The most common characteristic features of PHS include the presence of extra fingers and/or toes (polydactyly); fusion (osseous syndactyly) of certain fingers and/or toes (digits); and improper development (dysplasia) of the nails. In some cases, the polydactyly associated with PHS may be characterized by the presence of an extra digit between the third and fourth digits (mesoaxial polydactyly) of the hands and/or feet. In other cases, affected individuals may have an extra (supernumerary) digit on the "pinky" (ulnar) side of the hand or the outer (fibular) aspect of the foot (postaxial polydactyly). Many individuals with PHS may also have a condition in which a thin covering blocks the anal opening or the passage that normally connects the anus and the lowest part of the large intestine (rectum) fails to develop (imperforate anus).

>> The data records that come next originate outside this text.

PR #272, opened 2019-02-22
Honour enum package name.

### LINKED ISSUE #271: -enum_package_name is ignored?
When passing the option -enum_package_name to proto_generator it seems to be ignored, and all the enums end up in the same package with the default name. Furthermore the enumPackageName does not seem to be used.

Also, if you run proto_generator multiple times with different values for -enum_package_name, it will overwrite the previous enum package.

robshakir:
```
 * (M) proto_generator/protogenerator.go
  - Fix bug whereby we did not honour the enum package name supplied
    to us -- fixes #271.
```


robshakir:
Thanks @g-yusufsn!

PR #277, opened 2019-03-28
Optimisation of diff performace

idefixcert:
The performance of the ygot.diff.go is poor.
Therefore I tried to optimise it a bit.

### DIFF
--- a/ygot/diff.go
+++ b/ygot/diff.go
@@ -17,6 +17,8 @@ package ygot
 import (
 	"fmt"
 	"reflect"
+	"sort"
+	"strings"
 
 	"github.com/golang/protobuf/proto"
 	"github.com/kylelemons/godebug/pretty"
@@ -210,6 +212,7 @@ func getPathSpec(ni *util.NodeInfo) (*pathSpec, error) {
 // the walk.
 func findSetLeaves(s GoStruct, opts ...DiffOpt) (map[*pathSpec]interface{}, error) {
 	pathOpt := hasDiffPathOpt(opts)
+	preventDupicatePath := map[string]bool{}
 
 	findSetIterFunc := func(ni *util.NodeInfo, in, out interface{}) (errs util.Errors) {
 		if reflect.DeepEqual(ni.StructField, reflect.StructField{}) {
@@ -242,6 +245,19 @@ func findSetLeaves(s GoStruct, opts ...DiffOpt) (map[*pathSpec]interface{}, erro
 		if err != nil {
 			return util.NewErrs(err)
 		}
+		//prevent duplicate key
+		keys := make([]string, len(vp.gNMIPaths))
+		for i, paths := range vp.gNMIPaths {
+			s, _ := PathToString(paths)
+			keys[i] = s
+		}
+		sort.Strings(keys)
+		key := strings.Join(keys, "/")
+		if _, in := preventDupicatePath[key]; in == true {
+			return
+		}
+		preventDupicatePath[key] = true
+
 		ni.Annotation = []interface{}{vp}
 
 		if util.IsNilOrInvalidValue(ni.FieldValue) || util.IsValueStructPtr(ni.FieldValue) || util.IsValueMap(ni.FieldValue) {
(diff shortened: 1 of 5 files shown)


idefixcert:
cli solved

ygot/diff.go
```diff
@@ -242,6 +245,19 @@ func findSetLeaves(s GoStruct, opts ...DiffOpt) (map[*pathSpec]interface{}, erro
 		if err != nil {
 			return util.NewErrs(err)
 		}
+		//prevent duplicate key
+		keys := make([]string, len(vp.gNMIPaths))
+		for i, paths := range vp.gNMIPaths {
+			s, _ := PathToString(paths)
```
robshakir: Can we catch the error cleanly here? I think that if we find an error here we can just return that this wasn't possible -- rather than crashing or potentially silently failing.

ygot/diff.go
```diff
@@ -242,6 +245,19 @@ func findSetLeaves(s GoStruct, opts ...DiffOpt) (map[*pathSpec]interface{}, erro
...
+			keys[i] = s
+		}
+		sort.Strings(keys)
+		key := strings.Join(keys, "/")
+		if _, in := preventDupicatePath[key]; in == true {
```
robshakir: It's idiomatic to use `ok` rather than `in` here.

robshakir: I'd suggest, `if _, ok := preventDuplicatePath[key]; ok { ... } `

ygot/diff.go
```diff
@@ -210,6 +212,7 @@ func getPathSpec(ni *util.NodeInfo) (*pathSpec, error) {
 // the walk.
 func findSetLeaves(s GoStruct, opts ...DiffOpt) (map[*pathSpec]interface{}, error) {
 	pathOpt := hasDiffPathOpt(opts)
+	preventDupicatePath := map[string]bool{}
```
robshakir: Suggest `processedPaths` -- since this is what is being stored here.

idefixcert:
Thanks for your advice.
I am fairly new to go so please forgive my idiomatic errors.

There are lot of test cases that are walking paths twice, therefore I have not added more test cases.

For the Benchmark test, I will try to come up with one.

ytypes/schema_tests/diff_benchmark_test.go
```diff
@@ -0,0 +1,44 @@
...
+	jsonFileA := "interfaceBenchmarkA.json"
+	jsonFileB := "interfaceBenchmarkB.json"
+
+	jsonA, err := ioutil.ReadFile(filepath.Join(testRoot, "testdata", jsonFileA))
+	if err != nil {
+		b.Errorf("ioutil.ReadFile(%s): could not open file: %v", jsonFileA, err)
+		return
+	}
+	deviceA := &oc.Device{}
+	err = oc.Unmarshal(jsonA, deviceA)
```
robshakir: `if err := oc.Unmarshal(...); err != nil { ... }`

ytypes/schema_tests/diff_benchmark_test.go
```diff
@@ -0,0 +1,44 @@
...
+		return
+	}
+
+	jsonB, err := ioutil.ReadFile(filepath.Join(testRoot, "testdata", jsonFileB))
+	if err != nil {
+		b.Errorf("ioutil.ReadFile(%s): could not open file: %v", jsonFileB, err)
+		return
+	}
+	deviceB := &oc.Device{}
+	err = oc.Unmarshal(jsonB, deviceB)
```
robshakir: Same comment as above re: defining a scoped `err`: `if err := ...`

ytypes/schema_tests/diff_benchmark_test.go
```diff
@@ -0,0 +1,44 @@
+package validate
+
+import (
+	"io/ioutil"
+	"path/filepath"
+	"testing"
+
+	"github.com/idefixcert/ygot/ygot"
```
robshakir: Can you update the import path here? Travis is failing based on this import being not found during the run.

idefixcert:
> I'm interested to hear what the results of the benchmark pre- and post- your change?

Hi rob,
forgot to mention that.
My example took first 14s and after that 7s.

before:
goos: darwin
goarch: amd64
pkg: github.com/idefixcert/ygot/ytypes/schema_tests
BenchmarkDiff-12    	       1	14438320395 ns/op	2103761712 B/op	96901288 allocs/op
PASS
ok  	github.com/idefixcert/ygot/ytypes/schema_tests	14.679s
Success: Benchmarks passed.

afterwards:
goos: darwin
goarch: amd64
pkg: github.com/idefixcert/ygot/ytypes/schema_tests
BenchmarkDiff-12    	       1	7346453059 ns/op	1073764224 B/op	48254076 allocs/op
PASS
ok  	github.com/idefixcert/ygot/ytypes/schema_tests	7.585s
Success: Benchmarks passed.

robshakir:
Thanks for the changes and details. Can you fix the syntax errors so that we can merge?

Thanks!
r.

robshakir:
Thanks for the change! Merging to master. 

r.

According to reports in the medical literature, one of the most significant features of PHS is the presence of a malformation of the hypothalamus (hypothalamic hamartoma), a portion of the brain that coordinates the function of the pituitary gland and that regulates many additional bodily functions. The pituitary gland is the hormone-producing gland at the base of the brain. This is a malformation (and is not a tumor) of the hypothalamus and may cause abnormalities in pituitary function in those who are severely affected. Impaired pituitary function can cause an abnormally small penis (micropenis), low functioning of the thyroid (hypothyroidism), growth hormone deficiency, precious puberty, or more rarely, can cause diabetes or lack of cortisol production. Seizures also commonly result from neurological complications due to hypothalamic hamartoma.

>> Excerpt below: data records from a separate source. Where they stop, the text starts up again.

PR #278, opened 2019-03-29
ytypes get node wildcards

idefixcert:
I implemented the wildcard search for get node.
Please have a review.


ytypes/leaf.go
```diff
@@ -886,7 +886,7 @@ func sanitizeGNMI(parent interface{}, schema *yang.Entry, fieldName string, tv *
 			// represents the division. We don't want to fail unmarshalling as float64
 			// is the best type in ygot that can represent a decimal64. So, second
 			// return value is just ignored.
-			fv, _ := new(big.Rat).SetFrac(big.NewInt(v.DecimalVal.Digits), prec).Float64()
+			fv, _ := new(big.Rat).SetFrac(big.NewInt(int64(v.DecimalVal.Digits)), prec).Float64()
```
robshakir: Why does this change need to be made please?

idefixcert: There was a compile error in this line of code when I checked out the master branch.
No the compile error is gone, I revert to the original. Sorry

idefixcert:
In principle the idea of this change is the same as in #270, but there was one error in #270.
I had to handle the traversed path specifically for the wildcard search.

I'am sorry for closing the original Pull Request, I had to resetup the project on my account, because of the module dependency in our project, I rely on that changes in our project.

robshakir:
Sorry -- I'm confused by this change. The previous one added support for wildcards in both lists that have >1 key as well as single-key lists. This one only seems to handle the single key list -- did you mean to make this change?

It seems like the single key list change can be made trivially:

```diff
diff --git a/ytypes/node.go b/ytypes/node.go
index d603cf4..87d160b 100644
--- a/ytypes/node.go
+++ b/ytypes/node.go
@@ -184,11 +184,12 @@ func retrieveNodeList(schema *yang.Entry, root interface{}, path, traversedPath
        for _, k := range rv.MapKeys() {
                listElemV := rv.MapIndex(k)
 
+               hasWildcard := true // this is a kludge to avoid implementing hasWildcard args in this diff
                // Handle lists with a single key.
                if !util.IsValueStruct(k) {
                        // Handle the special case that we have zero keys specified only when we are handling lists
                        // with partial keys specified.
-                       if len(path.GetElem()[0].GetKey()) == 0 && args.partialKeyMatch {
+                       if len(path.GetElem()[0].GetKey()) == 0 && args.partialKeyMatch || hasWildcard && path.GetElem()[0].GetKey()[schema.Key] == "*" {
                                keys, err := ygot.PathKeyFromStruct(listElemV)
                                if err != nil {
                                        return nil, status.Errorf(codes.Unknown, "could not get path keys at %v: %v", traversedPath, err)
```

since the case of traversing a wildcard single key list is already implemented for zero keys. Was there a reason that this implementation didn't work?

ytypes/node.go
```diff
@@ -257,7 +278,7 @@ func retrieveNodeList(schema *yang.Entry, root interface{}, path, traversedPath
 			if err != nil {
 				return nil, status.Errorf(codes.Unknown, "failed to convert the field value to string, field %v: %v", fieldName, err)
 			}
-			if pathKey != keyAsString {
+			if !(args.handleWildcards && pathKey == "*") && pathKey != keyAsString {
```
idefixcert: That's the change for multiple keys!

idefixcert:
> Sorry -- I'm confused by this change. The previous one added support for wildcards in both lists that have >1 key as well as single-key lists. This one only seems to handle the single key list -- did you mean to make this change?

This is still there, on line 262!
There are also test cases which verifies that.

> since the case of traversing a wildcard single key list is already implemented for zero keys. Was there a reason that this implementation didn't work?

I retried that, and this works, don't know what the previous error was.
All test cases are green.

ytypes/node.go
robshakir: Ah, thanks -- I apologise, I'd missed that this wasn't reverted.

robshakir:
Thanks for the updates -- and apologies for missing the multiple case. If you now merge `master` back into your branch, then all the tests should pass and we can go ahead and merge this.

Thanks!
r.

robshakir:
Thanks for the change and addressing the review comments -- merging to master now.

In some infants affected by severe hypothalamic hamartoma, decreased or absent pituitary function (hypopituitarism) may be present at birth. This may lead to low blood sugar (hypoglycemia), abnormal electrolyte levels, and unusually high acid levels in blood and body tissue (metabolic acidosis). Affected individuals may also experience lethargy and an abnormal yellowish discoloration of the skin, mucous membranes, and whites of the eyes (jaundice). Hypopituitarism may result in severe, life-threatening complications without prompt, appropriate treatment. (For more information on hypopituitarism, see the Related Disorders section of this report.)



Infants with PHS may also have distinctive abnormalities of the head and facial (craniofacial) area including unusually small ears that are rotated toward the back of the head; a short nose with upturned nostrils (anteverted nares) and a broad or flat nasal bridge; and/or an unusually long vertical groove in the middle of the upper lip (philtrum). Affected individuals may also have an unusually small tongue (microglossia); an abnormal cleft or fissure in the larynx, the organ in the throat that is involved in voice production and that prevents food from entering the airway during swallowing; and abnormal division of the epiglottis (bifid epiglottis), the flap of cartilage in front of the entrance to the larynx.



In some cases, individuals with PHS may have additional abnormalities. These may include the presence of certain teeth at birth (natal teeth), abnormal folds of movement-limiting mucous membrane tissue in the cheek area of the mouth (buccal frenula), abnormally short arms and/or legs (limbs), and/or dislocated hips. In some affected individuals, additional abnormalities may include abnormal development of the lobes of the lungs, absence (agenesis) and/or improper development (dysplasia) of the kidneys; and/or heart defects that are present at birth (congenital heart defects).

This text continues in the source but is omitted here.